# PPPoE with iMac OS 9.2



## StanHampton (Feb 19, 2005)

I am connected online but pull very little bandwith. Normally, the best I am seeing is comparable to 28.8 dial-up. I have an iMac 233 with 288M RAM, OS 9.2.2, using Draytek Vigor 2500 connected to original ethernet card. Duplexer Tool extension is installed to control rate at 10M/sec and half duplex. This is the only combination at which I can get the router to communicate with the ethernet card. My ISP tech support has little knowledge of Mac OS and I am not familiar with PPPoE and am wondering if there are any settings on the modem set-up interface or my computer that may be putting limitations on my speed. Thank you for any suggestions.


----------



## StanHampton (Feb 19, 2005)

StanHampton said:


> I am connected online but pull very little bandwith. Normally, the best I am seeing is comparable to 28.8 dial-up.
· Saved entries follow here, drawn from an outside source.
Issue #277, opened 2017-09-08
Need a test script to check for invalid Instagram usernames.


sstangl:
Instagram unfortunately lets lifters change their Instagram usernames, which they do every so often. When they do that, all of our links break.

We should have a script that connects to Instagram for each of the usernames and looks for a 404. If a 404 is found, that lifter gets deleted from the database.

sstangl:
Ahem, that lifter's *Instagram handle* gets removed from the *social-media.csv* file. We don't delete all of their meet results out of spite :-)

emilyytlin:
Output:
```
emily@DESKTOP-RB4AVAL:/mnt/c/src/openpowerlifting$ time tests/check-instagram-exists lifter-data/social-media.csv
 Alexey Sivokon - sivokon - not found
 Andrew Le - poweredbynapalm - not found
 Ben O'Brien - b3nobrien8 - not found
 Cillian Hurley - bopper1985 - not found
 Collin Curtiss - colecurtissofficial - not found
 Daniel Casson - static_athlete2200 - not found
 Eva Dunbar - evalaurabelle - not found
 Jacob Welch - jacobwelch08 - not found
 Jesse Lanuevo - jesse__hc - not found
 John Rivas - johnrivas110 - not found
 Jonathan Harder - become_a_beast_181_2k - not found
 Jordan Lawler - chromedome106 - not found
 Justin Zottl - fullzottl - not found
 Mariella Fisher - _valkyrie_04 - not found
 Meicha Hardeman - yahwehsgeneral - not found
 Nancy Sarieh - fancynancypants23 - not found
 Odell Manuel - odellmanuelelitepowerlifter - not found
 Sheri Miles - smilesy_fitpoler - not found
 Steve Mann - smannofstell - not found
 Stina Akemalm - akemalm - not found
 Tom Davis - tdavis514 - not found
 Will Hunt - wj_hunt - not found
22 / 691 errors

real    11m40.366s
user    0m11.203s
sys     0m7.313s
```

PR #281, opened 2017-09-10
Check and fix invalid ig usernames #277

emilyytlin:


sstangl:
Thank you! The `check-instagram-exists` script looks good.

Some of the miscellaneous changes unfortunately break my meet-entering workflow. I think we should fix that before merging this. Another option would be to remove all the changes that aren't related to this bug.

The problem is that I (and other people) need to be able to execute the files in scripts/ and tests/ from any directory, when adding in meet results. To do that, we just symlinked the dependencies -- then the script doesn't need to know from where it was called (because importations will be done relative to the `PWD`.

Therefore we can't use something like `from scripts import foobar`, unless we add the directory containing `scripts` to the `PYTHONPATH`, as you did in the `Makefile`. But, that also doesn't work -- I start up a number of terminals, none of which inherit environment from each other. Additionally, it would be difficult to tell new volunteers to setup environment variables to make this easier, since they already have a hard time.

I'm not sure what the best solution is here. We've gone with symlinks and manual `sys.path.append('../../scripts')`. Each top-level script could also just figure out its file location and do the correct `sys.path.append` without hardcoding location too much.

The path of least resistance, at least for this patchset, is probably removing the parts unrelated to the issue.

emilyytlin:
Symlinks unfortunately do not work on my computer. I will undo these changes.

sstangl:
OK, that's good to know! I guess the `sys.path.append` logic works on your computer, because you used it in the other pull request. We could hardcode the directory relationship between the script location and the `scripts` directory by using `os.path.dirname(os.path.realpath(__file__))`.

emilyytlin:
Updated

sstangl:
Thank you! :-)

PR #289, opened 2017-09-12
Braggin Rights Push/Pull

TrystanOakley:
@sstangl apparently I skipped over so many wonky SPF meets I'm in 2014 now. Oops


sstangl:
Ah, this meet is one of those weird edge-cases.

The SPF clearly used kilos for the meets, but then converted back to pounds. When they converted back, they made rounding errors.

So you'll have to go through and round each entry to the nearest 2.5kg.

One easy way to do this is using LibreOffice Calc -- you can create a new column and use `=MROUND(column, 2.5)` and it will do the rounding for you. Save and re-load the file, and then you can delete the old un-rounded columns.

Or I can do it, either way.

PR #293, opened 2017-09-13
Update social-media.csv

TrystanOakley:
Added lifter Travis Paul Rose @sstangl


TrystanOakley:
Travis Failed because the name change I made isn't in effect yet so. It'll be ok

PR #298, opened 2017-09-15
Update lifters.csv

emp100k:
Michael Greeno's deadlift attempts were shifted over one, the subtotal of bench+squat was listed as the first attempt (380kg) the actual best deadlift was the third attempt from the results doc, 237.5kg.
Results doc also states the total was 617.5kg


sstangl:
Great catch, thank you!

PR #302, opened 2017-09-21
Update lifters.csv

emp100k:
342.5 kg (755) lb would be well over the current raw world record, sounds like this was supposed to be multi ply...


sstangl:
Good catch. Some other lifters were missed also.

PR #314, opened 2017-09-29
Summer Challenge

TrystanOakley:
@sstangl looks like a lot of misspelled names potentially. He also didnt label gender or equipment so. Another great SPF meet in the books.


sstangl:
Ah... we don't want to drop attempt information if a federation has provided it.

In this case, we need columns `Squat1Kg` through `Squat3Kg`, and same for `Bench1Kg` through `Bench3Kg` and the same for Deadlift.

I think that means that it needs to be re-imported... that sucks, but I can do it!

TrystanOakley:
Crud

TrystanOakley:
Did you already fix this?

sstangl:
Yes, the fixed commit was merged.

PR #335, opened 2017-10-18
Update social-media.csv

TrystanOakley:
Added lifters Leslie Evangelista, Alexis Callejo, Jenny Sutherland, and Shane Langston @sstangl


sstangl:
Thank you!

I have an iMac 233 with 288M RAM, OS 9.2.2, using Draytek Vigor 2500 connected to original ethernet card. Duplexer Tool extension is installed to control rate at 10M/sec and half duplex. This is the only combination at which I can get the router to communicate with the ethernet card. My ISP tech support has little knowledge of Mac OS and I am not familiar with PPPoE and am wondering if there are any settings on the modem set-up interface or my computer that may be putting limitations on my speed. Thank you for any suggestions.


Otherwise, every else is the same.


----------